DATA |
"""

PR #19774, opened 2026-09-21
♻️ refactor(memory): group the sidebar and retire experience memory

arvinxx:
Two things the memory section needed before the upcoming rules page: a sidebar that reads as groups, and the experience layer taken out of the product.

**Sidebar.** The nav is now three groups separated by space rather than divider lines, with search staying on top as an action: home · identities + preferences (who the person is) · contexts + activities (what is going on around them).

**Experience memory is retired.** What those rows reached for — reusable lessons and playbooks — belongs to skills, so the intake closes:

- `/memory/experiences` page, route and sidebar entry are removed.
- The memory tool no longer publishes `addExperienceMemory`; the tool system role and the Agent Signal memory-writer prompt no longer mention it, so no model path can write one.
- The topic-extraction workflows drop the experience layer from their default layer set and filter it out of explicit requests.
- A receipt that still points at an experience row lands on the memory home instead of a dead route.
- Search cannot reach the layer either: `UserMemoryModel.searchMemory` (behind the `searchUserMemory` tool, the memory page search, topic recall and extraction dedupe) drops `Experience` whatever the caller asks for; unified search (the command menu) excludes `memory_layer = 'experience'` on the Postgres backend and drops those hits during Elasticsearch hydration; the tool's `layers` enums and `topK` no longer offer it.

"""

TASK ITEM | Each line from the top of the records through the one with "Two things the" should be returned exactly. Leave out everything else.

YOUR SOLUTION |
PR #19774, opened 2026-09-21
♻️ refactor(memory): group the sidebar and retire experience memory

arvinxx:
Two things the memory section needed before the upcoming rules page: a sidebar that reads as groups, and the experience layer taken out of the product.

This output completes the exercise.